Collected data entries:
PR #75, opened 2018-02-08
Ensure response headers are being sent before closing the response

josejulio:
Fixes https://github.com/cherrypy/cherrypy/issues/1404

Bugfix

https://github.com/cherrypy/cherrypy/issues/1404

on_end_request hook is being call **before** sending a response on cherrypy

on_end_request hook is being call **after** sending a response on cherrypy

* **Other information**:

I found https://github.com/Lawouach/WebSocket-for-Python/issues/158 which lead me to this "PR" https://bitbucket.org/cherrypy/cherrypy/pull-requests/121/fixing-issue-1404-on_end_request-hook-is/diff 
I ported that to cheroot and addressed the last comment from  "Sylvain Hellegouarch"

### DIFF
--- a/cheroot/server.py
+++ b/cheroot/server.py
@@ -973,9 +973,6 @@ class HTTPRequest(object):
 
         self.server.gateway(self).respond()
 
-        if (self.ready and not self.sent_headers):
-            self.sent_headers = True
-            self.send_headers()
         if self.chunked_write:
             self.conn.wfile.write(b'0\r\n\r\n')
 
@@ -1015,6 +1012,11 @@ class HTTPRequest(object):
         except socket.error as ex:
             if ex.args[0] not in errors.socket_errors_to_ignore:
                 raise
+
+    def write_headers(self):
+        """Write headers to the client if not already sent."""
+        self.sent_headers = True
+        self.send_headers()
 
     def write(self, chunk):
         """Write unbuffered data to the client."""
--- a/cheroot/server.py
+++ b/cheroot/server.py
@@ -972,7 +972,7 @@ class HTTPRequest(object):
             self.rfile = KnownLengthRFile(self.conn.rfile, cl)
 
         self.server.gateway(self).respond()
-        self.ensure_headers_sent()
+        self.ready and self.ensure_headers_sent()
 
         if self.chunked_write:
             self.conn.wfile.write(b'0\r\n\r\n')
--- a/cheroot/server.py
+++ b/cheroot/server.py
@@ -972,6 +972,7 @@ class HTTPRequest(object):
             self.rfile = KnownLengthRFile(self.conn.rfile, cl)
 
         self.server.gateway(self).respond()
+        self.ensure_headers_sent()
 
         if self.chunked_write:
             self.conn.wfile.write(b'0\r\n\r\n')
@@ -1013,10 +1014,11 @@ class HTTPRequest(object):
             if ex.args[0] not in errors.socket_errors_to_ignore:
                 raise
 
-    def write_headers(self):
-        """Write headers to the client if not already sent."""
-        self.sent_headers = True
-        self.send_headers()
+    def ensure_headers_sent(self):
+        """Ensure headers are sent to the client if not already sent."""
+        if not self.sent_headers:
+            self.sent_headers = True
+            self.send_headers()
 
     def write(self, chunk):
         """Write unbuffered data to the client."""
--- a/cheroot/test/test_core.py
+++ b/cheroot/test/test_core.py
@@ -351,3 +351,56 @@ def test_garbage_in(test_client):
         # "Connection reset by peer" is also acceptable.
         if ex.errno != errno.ECONNRESET:
             raise
+
+
+class CloseController(object):
+    """Controller for testing the close callback."""
+
+    def __init__(self):
+        """Sets the default values."""
+        self.sent_headers_before_closing = None
+        self.req = None
+
+    def __call__(self, environ, start_response):
+        """Gets the req to know header sent status."""
+        self.req = start_response.__self__.req
+        resp = CloseResponse(self.close)
+        start_response(resp.status, resp.headers.items())
+        return resp
+
+    def close(self):
+        """Hook for close, tests if headers already sent."""
+        self.sent_headers_before_closing = \
+            self.req is not None and self.req.sent_headers
+
+
+class CloseResponse(object):
+    """Dummy empty response to trigger the no body status."""
+    def __init__(self, close):
+        """Use some defaults to ensure we have a header."""
+        self.status = '200 OK'
+        self.headers = {'Content-Type': 'text/html'}
+        self.close = close
+
+    def __getitem__(self, index):
+        """Ensures we don't have a body."""
+        raise IndexError()
+
+    def output(self):
+        """Returns self to hook the close method."""
+        return self
+
+
+@pytest.fixture
+def testing_server_close(wsgi_server_client):
+    wsgi_server = wsgi_server_client.server_instance
+    wsgi_server.wsgi_app = CloseController()
+    wsgi_server.max_request_body_size = 30000000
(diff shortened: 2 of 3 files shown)


webknjaz:
Original PR authors/reviewers seem to be: @moigagoo @ronin8600 @Lawouach

webknjaz:
Thanks for the PR.
I cannot accept it w/o manually checking the flow you're changing, so I'll do this once I have some time. This should also trigger checks against CherryPy itself.
Covering this with tests might speed up the process.

josejulio:
Thanks @webknjaz 
I'll try to make time to write test. 
Basically this writes the headers before `closing` the request.
See [here](https://github.com/cherrypy/cheroot/pull/75/files#diff-08d927a6f63bcf494ed88cca2a6873d0R141) and [here](https://github.com/cherrypy/cheroot/pull/75/files#diff-b0366adf530cee9249c1888ba4f32260L976)

I suppose (haven't digged much on cherrypy code) cherrypy hooks on that [close](https://github.com/cherrypy/cheroot/pull/75/files#diff-08d927a6f63bcf494ed88cca2a6873d0R144) and triggers the `on_end_request`

josejulio:
@webknjaz I added a test, I verified that it fails without this patch - and it passes with the patch :) -

Let me know how this can be improved.

webknjaz:
@josejulio first of all, linters in CI fail: https://travis-ci.org/cherrypy/cheroot/jobs/340814348#L484
We use fail fast approach in our CI to save on computing resources and power, so tests are not even being run if fast checks crash.
Could you please correct this?

P.S. Also, it's possible to `pip install pre-commit && pre-commit install` locally to set up automatic linter running for each commit you do on your machine :) So that you won't wait for CI to be triggered and return the result.

cheroot/test/test_core.py
```diff
@@ -351,3 +351,56 @@ def test_garbage_in(test_client):
...
+    wsgi_server = wsgi_server_client.server_instance
+    wsgi_server.wsgi_app = CloseController()
+    wsgi_server.max_request_body_size = 30000000
+    wsgi_server.server_client = wsgi_server_client
+    return wsgi_server
+
+
+def test_send_header_before_closing(testing_server_close):
+    """Tests we are actually sending the headers before closing the response."""
+    testing_server_close.server_client.get('/')
```
webknjaz: How about checking http response headers in client?
```python
resp_status_line, resp_headers, resp_body = testing_server_close.server_client.get('/')
```

cheroot/test/test_core.py
```diff
@@ -351,3 +351,56 @@ def test_garbage_in(test_client):
...
+        """Gets the req to know header sent status."""
+        self.req = start_response.__self__.req
+        resp = CloseResponse(self.close)
+        start_response(resp.status, resp.headers.items())
+        return resp
+
+    def close(self):
+        """Hook for close, tests if headers already sent."""
+        self.sent_headers_before_closing = \
+            self.req is not None and self.req.sent_headers
```
webknjaz: This seems to be overengineered. Please see my comment below.

cheroot/test/test_core.py
josejulio: Sorry, maybe my description is wrong here or i didn't understand well.

The headers are always sent, the problem is that the `close` [1] method is being call before the headers are being sent.

This is a problem in cherrypy, because the `on_end_request` is being called before the headers are actually sent, anything sent to the client from this hook will reach before the headers, thus the headers will be malformed. I don't think I can test this from the client side unless i can get a raw response, but i would still need to send something on that `close` [1] method.

It's done in a similar fashion in pep-0333 [2] 

```python
    try:
        for data in result:
            if data:    # don't send headers until body appears
                write(data)
        if not headers_sent:
            write('')   # send headers now if body was empty
    finally:
        if hasattr(result, 'close'):
            result.close()

```

[1] https://github.com/cherrypy/cheroot/pull/75/files#diff-08d927a6f63bcf494ed88cca2a6873d0R144
[2] https://www.python.org/dev/peps/pep-0333/

josejulio:
@webknjaz I fixed linting issues and tried to simplify the test.

Here is the output of the test without the fix (commit: 742b1b9b9beb589afbf2a202623a21c68405cefa)
```
―――――――――――――――――――――――――――――――――――――― test_send_header_before_closing ――――――――――――――――――――――――――――――――――――――

testing_server_close = <cheroot.wsgi.Server object at 0x7fc57f98a350>

    def test_send_header_before_closing(testing_server_close):
        """Test we are actually sending the headers before calling 'close'."""
        _, _, resp_body = testing_server_close.server_client.get('/')
>       assert resp_body == 'hello'
E       AssertionError: assert 'helloHTTP/1....\r\n0\r\n\r\n' == 'hello'
E         + hello
E         - helloHTTP/1.1 200 OK\r
E         - Content-Type: text/html\r
E         - Transfer-Encoding: chunked\r
E         - Date: Fri, 16 Feb 2018 05:30:56 GMT\r
E         - Server: Cheroot/6.0.1.dev103+gc17bff6d\r
E         - \r...
E         
E         ...Full output truncated (3 lines hidden), use '-vv' to show

cheroot/test/test_core.py:402: AssertionError

```

josejulio:
@webknjaz  @jaraco @Lawouach 
Is there anything else I can do here? Do you have additional comments on the tests?
Thanks.

cheroot/server.py
```diff
@@ -973,9 +973,6 @@ def respond(self):
 
         self.server.gateway(self).respond()
 
-        if (self.ready and not self.sent_headers):
-            self.sent_headers = True
-            self.send_headers()
```
webknjaz: Why completely remove this? How will it affect non-WSGI plain HTTP server?

cheroot/test/test_core.py
```diff
@@ -351,3 +351,52 @@ def test_garbage_in(test_client):
...
+    def __call__(self, environ, start_response):
+        """Get the req to know header sent status."""
+        self.req = start_response.__self__.req
+        resp = CloseResponse(self.close)
+        start_response(resp.status, resp.headers.items())
+        return resp
+
+    def close(self):
+        """Hook for close, write hello."""
+        self.req.write('hello'.encode('utf-8'))
```
webknjaz: `b'hello'` would look nicer

cheroot/wsgi.py
```diff
@@ -137,6 +137,9 @@ def respond(self):
                     raise ValueError('WSGI Applications must yield bytes')
                 self.write(chunk)
         finally:
+            # Send headers if not already sent
+            if not self.req.sent_headers:
```
webknjaz: It's always paired with "if not sent" check. Try moving it inside the method and maybe rename it into smth like `ensure_headers_sent` or so

webknjaz:
@josejulio sorry for late reply, I've added some thoughts on this

josejulio:
> @josejulio sorry for late reply, I've added some thoughts on this

Better late than never :).
I'll address your comments later today, thanks!

cheroot/server.py
josejulio: I though that adding it to `self.server.gateway(self).respond()` would cover it

I suppose I can add it back to ensure we are always sending the headers in case the `gateway` is not sending the headers.

josejulio:
@webknjaz Addressed the comments, travis is green and this is ready for other review round, thanks!

cheroot/server.py
```diff
@@ -972,10 +972,8 @@ def respond(self):
             self.rfile = KnownLengthRFile(self.conn.rfile, cl)
 
         self.server.gateway(self).respond()
+        self.ensure_headers_sent()
```
webknjaz: It looks like you've lost ready check here. Could be:
```python
self.ready and self.ensure_headers_sent()
```

Is this intentional? What is the effect of a such change?

josejulio: Not intentional, missed that, thanks for spotting it!

josejulio:
Awesome, thank you!

PR #76, opened 2018-03-09
Actually use 'reponse' in _conditional_error() method

jonathn:
Bug fix

N/A

Bug was introduced during this refactoring:
  https://github.com/cherrypy/cheroot/commit/a00ad088e75940729a279ebfac9d857012a712fb

The response parameter is never used, instead the hardcoded string '408 Request Timeout' is always sent.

WHAT YOU WILL DO: Begin with the line that contains "Awesome, thank you!" and set down each line exactly until the records above end, including the final line.

YOUR RESPONSE:
Awesome, thank you!

PR #76, opened 2018-03-09
Actually use 'reponse' in _conditional_error() method

jonathn:
Bug fix

N/A

Bug was introduced during this refactoring:
  https://github.com/cherrypy/cheroot/commit/a00ad088e75940729a279ebfac9d857012a712fb

The response parameter is never used, instead the hardcoded string '408 Request Timeout' is always sent.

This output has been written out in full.